Friday, August 27, 1999

Times-Dispatch Staff Writer

Microscopic scrutiny follows every step in the modern megamerger. Reynolds Metals Co. and Alcoa Inc., Crestar Financial Corp. and SunTrust Banks Inc.

But beneath the radar, mergers and acquisitions of much smaller companies — private local companies and family-run firms among them — are occurring at a blistering and virtually unnoticed rate. Fearnow Bros. Inc. and Castleberry/Snow’s Brands Inc. Hungerford Mechanical Corp. and Group Maintenance America Corp.

People involved in negotiating the deals say money and market share have helped drive the consolidation in recent years.

The bullish economy is the most obvious. Cash is abundant. Companies are pursuing new markets and economies of scale through consolidation.

The graying of family firms established after World War II is another factor.

Simply put, many business owners are getting their share while the getting is good.

“There is no better time than right now,” said Charles P. Moncure Jr., a principal with Dominion Partners.

The Richmond investment-banking firm pairs companies with others interested in buying or merging interests.

Dominion Partners has seen its volume of transactions and the value of those transactions increase by 25 percent in each of the past three years. Most of the deals are worth $5 million to $50 million, in contrast with supermergers of Fortune 500 companies that fetch billions.

Because so many of the smaller companies are private, there are no shareholder battles or approvals to contend with, no hostile takeovers to consider. The deals, as a result, are largely unpublicized.

“There’s a tremendous amount of activity,” said Jeffrey Moore, president of Matrix Capital Markets Group, a national merger and acquisition advisory firm based in Richmond. “It’s staggering how many transactions are taking place that go unnoticed.”

Eugenia Shapard, vice president of a firm that tracks deals, said the private companies don’t have the disclosure requirements that accompany public deals, so the buyer, target and price often aren’t publicized.

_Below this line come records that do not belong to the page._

PR #268, opened 2023-08-08
feat: ability to disable RTSP server on startup via configuration

marcpfuller:

## PR Checklist

- [ ] I have added unit tests for the new feature or bug fix (if not, why?)N/A
N/A

## Testing Instructions
1. run `make test`
2.  start up edgex using edgex-compose `make run no-secty`
3. build device-usb-camera `make build`
4. enable/ disable  EnableRtspServer in canfiguration.yml
5. verify Rtsp server starts and does not start when enabled/disabled

### DIFF
--- a/cmd/res/configuration.yaml
+++ b/cmd/res/configuration.yaml
@@ -38,6 +38,7 @@ Device:
     Interval: "1h"
 
 Driver:
+  EnableRtspServer: "true"
   RtspServerHostName: "localhost"
   RtspTcpPort: "8554"
   RtspAuthenticationServer: "localhost:8000"
--- a/internal/driver/constants.go
+++ b/internal/driver/constants.go
@@ -16,6 +16,8 @@ const (
 	AutoStreaming                   = "AutoStreaming"
 	InputIndex                      = "InputIndex"
 	UrlRawQuery                     = "urlRawQuery"
+	EnableRtspServer                = "EnableRtspServer"
+	RtspServerCmd                   = "./rtsp-simple-server"
 	RtspServerHostName              = "RtspServerHostName"
 	DefaultRtspServerHostName       = "localhost"
 	RtspTcpPort                     = "RtspTcpPort"
--- a/internal/driver/driver.go
+++ b/internal/driver/driver.go
@@ -106,7 +106,7 @@ func (d *Driver) Initialize(sdk interfaces.DeviceServiceSDK) error {
 		_, err := os.Stat(RtspServerCmd)
 		if err != nil {
 			if os.IsNotExist(err) {
-				return fmt.Errorf("%s file canont be found: %s", RtspServerCmd, err.Error())
+				return fmt.Errorf("%s file cannot be found: %s", RtspServerCmd, err.Error())
 			}
 		}
 		rtspProc := exec.Command(RtspServerCmd)
--- a/internal/driver/driver.go
+++ b/internal/driver/driver.go
@@ -306,71 +306,79 @@ func (d *Driver) ExecuteReadCommands(device *Device, req sdkModels.CommandReques
 	case MetadataDeviceCapability:
 		data, err = getCapability(cameraDevice)
 		if err != nil {
-			return cv, errorWrapper.CommandError(command, err)
+			return nil, errorWrapper.CommandError(command, err)
 		}
 		cv, err = sdkModels.NewCommandValue(req.DeviceResourceName, common.ValueTypeObject, data)
 	case MetadataCurrentVideoInput:
 		data, err = cameraDevice.GetVideoInputIndex()
 		if err != nil {
-			return cv, errorWrapper.CommandError(command, err)
+			return nil, errorWrapper.CommandError(command, err)
 		}
 		cv, err = sdkModels.NewCommandValue(req.DeviceResourceName, common.ValueTypeInt32, data)
 	case MetadataCameraStatus:
 		index := queryParams.Get(InputIndex)
 		if len(index) == 0 {
-			return cv, fmt.Errorf("mandatory query parameter %s not found", InputIndex)
+			return nil, fmt.Errorf("mandatory query parameter %s not found", InputIndex)
 		}
 		data, err = getInputStatus(cameraDevice, index)
 		if err != nil {
-			return cv, errorWrapper.CommandError(command, err)
+			return nil, errorWrapper.CommandError(command, err)
 		}
 		cv, err = sdkModels.NewCommandValue(req.DeviceResourceName, common.ValueTypeUint32, data)
 	case MetadataImageFormats:
 		data, err = getImageFormats(cameraDevice)
 		if err != nil {
-			return cv, errorWrapper.CommandError(command, err)
+			return nil, errorWrapper.CommandError(command, err)
 		}
 		cv, err = sdkModels.NewCommandValue(req.DeviceResourceName, common.ValueTypeObject, data)
 	case MetadataFrameRateFormats:
 		data, err = getSupportedFrameRateFormats(cameraDevice)
 		if err != nil {
-			return cv, errorWrapper.CommandError(command, err)
+			return nil, errorWrapper.CommandError(command, err)
 		}
 		cv, err = sdkModels.NewCommandValue(req.DeviceResourceName, common.ValueTypeObject, data)
 	case VideoGetFrameRate:
 		data, err = device.GetFrameRate(cameraDevice)
 		if err != nil {
-			return cv, errorWrapper.CommandError(command, err)
+			return nil, errorWrapper.CommandError(command, err)
 		}
 		cv, err = sdkModels.NewCommandValue(req.DeviceResourceName, common.ValueTypeObject, data)
 	case MetadataDataFormat:
 		data, err = getDataFormat(cameraDevice)
 		if err != nil {
-			return cv, errorWrapper.CommandError(command, err)
+			return nil, errorWrapper.CommandError(command, err)
 		}
 		cv, err = sdkModels.NewCommandValue(req.DeviceResourceName, common.ValueTypeObject, data)
 	case MetadataCroppingAbility:
 		data, err = getCropInfo(cameraDevice)
 		if err != nil {
-			return cv, errorWrapper.CommandError(command, err)
+			return nil, errorWrapper.CommandError(command, err)
 		}
 		cv, err = sdkModels.NewCommandValue(req.DeviceResourceName, common.ValueTypeObject, data)
 	case MetadataStreamingParameters:
 		data, err = getStreamingParameters(cameraDevice)
 		if err != nil {
-			return cv, errorWrapper.CommandError(command, err)
+			return nil, errorWrapper.CommandError(command, err)
 		}
 		cv, err = sdkModels.NewCommandValue(req.DeviceResourceName, common.ValueTypeObject, data)
 	case VideoStreamUri:
+		if !d.enableRtspServer {
+			return nil, errors.NewCommonEdgeX(errors.KindServerError, fmt.Sprintf(
+				"rtsp server is not enabled, cannot get stream URI for device %s", device.name), nil)
+		}
 		cv, err = sdkModels.NewCommandValue(req.DeviceResourceName, req.Type, device.rtspUri)
 
 	case VideoStreamingStatus:
+		if !d.enableRtspServer {
+			return nil, errors.NewCommonEdgeX(errors.KindServerError, fmt.Sprintf(
+				"rtsp server is not enabled, cannot get streaming status for device %s", device.name), nil)
+		}
 		cv, err = sdkModels.NewCommandValue(req.DeviceResourceName, common.ValueTypeObject, device.streamingStatus)
 	default:
-		return cv, errors.NewCommonEdgeX(errors.KindContractInvalid, fmt.Sprintf("unsupported command %s", command), nil)
+		return nil, errors.NewCommonEdgeX(errors.KindContractInvalid, fmt.Sprintf("unsupported command %s", command), nil)
 	}
 	if err != nil {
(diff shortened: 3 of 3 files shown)


vyshali-chitikeshi:
Validation looks good both in secure  and non-secure mode deployments. Below are more details
 1. When rtsp server disabled in configuration.yml file, streaming status, start streaming and stop     
     streaming APIs gives error "Device resource rtsp server is not enabled" as expected.
 2. When rtsp server is enabled in configuration file, streaming status, start and stop streaming gives
     no error and works as expected. Also noticed below msg in logs
     "Starting rtsp authentication server on localhost:8000", This msg does not show up in logs when
      rtsp is disabled.
3. Verified some general api's like camera status, camera info and camera status etc in both cases i.e.
    rtsp server enabled/disabled and they work correctly
4. Negative test: Provided invalid value (something other than true/false) for rtsp server in configuration.yml file , noticed that it gave below error in logs, boot strapping exits before discovering cameras.  I think this is expected.
level=ERROR ts=2023-08-10T19:15:40.54388004Z app=device-usb-camera source=init.go:77 msg="ProtocolDriver init failed: failed to parse EnableRtspServer config: strconv.ParseBool: parsing \"abcd\": invalid syntax"
5. Validated test cases from 1 to 4 both in secure and non secure modes, and results are same.

internal/driver/driver.go
```diff
@@ -94,32 +96,52 @@ func (d *Driver) Initialize(sdk interfaces.DeviceServiceSDK) error {
...
+		return fmt.Errorf("failed to parse EnableRtspServer config: %s", err.Error())
 	}
-	d.lc.Infof("RTSP server hostname: %s", rtspServerHostName)
-	d.rtspHostName = rtspServerHostName
+	if d.enableRtspServer {
+		// check to see if rtsp-simple-server file/binary exists
+		_, err := os.Stat(RtspServerCmd)
+		if err != nil {
+			if os.IsNotExist(err) {
+				return fmt.Errorf("%s file canont be found: %s", RtspServerCmd, err.Error())
```
seanohair22:
```suggestion
				return fmt.Errorf("%s file cannot be found: %s", RtspServerCmd, err.Error())
```

seanohair22 (changes requested):
Tested, looks good! Just found one spelling error...

ajcasagrande:
PR name should be updated. this is a `feat`. Also the current functionality is that it is enabled, so something like this:
```
feat: ability to disable RTSP server on startup via configuration
```

internal/driver/driver.go
```diff
@@ -94,32 +96,52 @@ func (d *Driver) Initialize(sdk interfaces.DeviceServiceSDK) error {
...
 	}
-	d.lc.Infof("RTSP server hostname: %s", rtspServerHostName)
-	d.rtspHostName = rtspServerHostName
+	if d.enableRtspServer {
+		// check to see if rtsp-simple-server file/binary exists
+		_, err := os.Stat(RtspServerCmd)
+		if err != nil {
+			if os.IsNotExist(err) {
+				return fmt.Errorf("%s file cannot be found: %s", RtspServerCmd, err.Error())
+			}
```
ajcasagrande: what about other error cases? i think this would crash in that scenario

internal/driver/driver.go
```diff
@@ -94,32 +96,52 @@ func (d *Driver) Initialize(sdk interfaces.DeviceServiceSDK) error {
...
+		}
+		rtspProc := exec.Command(RtspServerCmd)
+		rtspProc.Stdout = os.Stdout
+		err = rtspProc.Start()
+		if err != nil {
+			return fmt.Errorf("unable to start %s process: %s", RtspServerCmd, err.Error())
+		}
```
ajcasagrande: I think I would move the starting of the process to the end of this if block instead of the beginning

internal/driver/driver.go
```diff
@@ -94,32 +96,52 @@ func (d *Driver) Initialize(sdk interfaces.DeviceServiceSDK) error {
...
-		rtspServerHostName = DefaultRtspServerHostName
-		d.lc.Warnf("service config %s not found. Use the default value: %s", RtspServerHostName, DefaultRtspServerHostName)
+	var err error
+	d.enableRtspServer, err = strconv.ParseBool(d.ds.DriverConfigs()[EnableRtspServer])
+	if err != nil {
+		return fmt.Errorf("failed to parse EnableRtspServer config: %s", err.Error())
 	}
-	d.lc.Infof("RTSP server hostname: %s", rtspServerHostName)
-	d.rtspHostName = rtspServerHostName
+	if d.enableRtspServer {
```
ajcasagrande: you can think about inverting this to reduce nesting
```go
if !d.enableRtspServer { 
      return nil
}

...
setup rtsp server
```

internal/driver/driver.go
```diff
@@ -140,17 +162,21 @@ func (d *Driver) Start() error {
 	// Make sure the paths of existing devices are up-to-date.
 	go d.RefreshAllDevicePaths()
 
-	d.wg.Add(1)
-	go d.StartRTSPCredentialServer()
+	if d.enableRtspServer {
```
ajcasagrande: Same here, you can invert and return nil, to avoid nesting.

internal/driver/driver.go
```diff
@@ -140,17 +162,21 @@ func (d *Driver) Start() error {
...
+
+		d.wg.Add(1)
+		go d.StartRTSPCredentialServer()
```
ajcasagrande: I know this isn't related to your code, but if you wouldn't mind tweaking this a bit. I prefer the wg.Add and wg.Done to be in close sight of each other. Right now, the wg.Done is in the `StartRTSPCredentialServer` func. I would remove it from there, and do this:

```go
		d.wg.Add(1)
		go func() {
				defer wg.Done()
				d.StartRTSPCredentialServer()
		}
```

this helps to make sure every added waitgroup item is accounted for (and in other situations prevent from having to pass the wg).

ajcasagrande (changes requested):
Looks good! I have a few small suggestions.

internal/driver/driver.go
```diff
@@ -122,6 +133,25 @@ func (d *Driver) Initialize(sdk interfaces.DeviceServiceSDK) error {
...
 
+	// check to see if rtsp-simple-server file/binary exists
+	_, err = os.Stat(RtspServerCmd)
+	if err != nil {
+		if os.IsNotExist(err) {
+			return fmt.Errorf("%s file cannot be found: %s", RtspServerCmd, err.Error())
+		} else if os.IsPermission(err) {
+			return fmt.Errorf("permission denied for %s: %s", RtspServerCmd, err.Error())
+		} else {
+			return fmt.Errorf("failed to validate file %s: %s", RtspServerCmd, err.Error())
```
ajcasagrande: I would change to something like:

`unknown error occurred while checking for rtsp-server binary file %s: %s`

internal/driver/driver.go
```diff
@@ -140,8 +170,16 @@ func (d *Driver) Start() error {
...
+	if !d.enableRtspServer {
+		d.lc.Info("Rtsp server is disabled")
+		return nil
+	}
+
 	d.wg.Add(1)
-	go d.StartRTSPCredentialServer()
+	go func() {
+		defer d.wg.Done()
+		d.StartRTSPCredentialServer()
```
ajcasagrande, line 181: I don't see that you removed the `d.wg.Done()` from `StartRTSPCredentialServer`? If not, please remove it.

ajcasagrande (changes requested):

ajcasagrande (approved):
LGTM

seanohair22 (approved):
LGTM!

cmd/res/configuration.yaml
```diff
@@ -38,6 +38,7 @@ Device:
     Interval: "1h"
 
 Driver:
+  EnableRtspServer: "true"
```
farshidtz, line 41: Is this backwards compatible or will upgrading from v3.0 to v3.1 lead to a disabled RTSP server?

Shapard works for Mergerstat, a division of the Los Angeles investment-banking services firm of Houlihan Lokey Howard & Zukin. Mergerstat has tracked merger and acquisition announcements of all sizes since 1963.

After a burst of activity in the early ’70s, the annual number of announcements hovered between 2,000 and 3,000 for the next 20 years, according to Mergerstat. Then, in 1996, it recorded more than 5,800 announcements.

The next two years saw 7,800 each. And through Monday, 5,782 mergers and acquisitions have been announced so far this year.

Of the 7,800 transactions in 1998, more than 1,000 were middle-market deals. Mergerstat defines the middle market as deals of $25 million to $250 million.

“Below the surface, there’s tremendous deal activity,” Shapard said.

Matrix estimates that more than 4,000 deals were struck with individual values of less than $100 million in 1998.

Many more deals certainly have been struck, Moore said, but are not tracked because they’re not required to be reported.

Just this year, Ashland-based Valentine Electrical Inc. joined the growing list of local companies recently bought by larger operations. Terms of the deal were not disclosed.

Opened in 1982 by Michael and Kerri Valentine, the company was sold to Houston-based Integrated Electrical Services Inc., a nationwide electrical contractor.

Mr. Valentine said he and his wife saw the consolidation trend developing in their line of work, electrical contracting. They saw how larger clients were looking more toward one-stop shopping for services.

The Valentines talked with their employees, then made the move.

“It’s not a sellout. It’s the next level. We’re partners now,” he said of the alignment with IES. “We bought in to their philosophy.”

And with company valuations so strong, “the timing was perfect,” he said. “It was perfect for our clients, for our employees and financially for Mike and Kerri Valentine.”

There are well-known cases in which a large local company is bought out or merges, its name disappears, jobs are cut — Central Fidelity Banks Inc., for example.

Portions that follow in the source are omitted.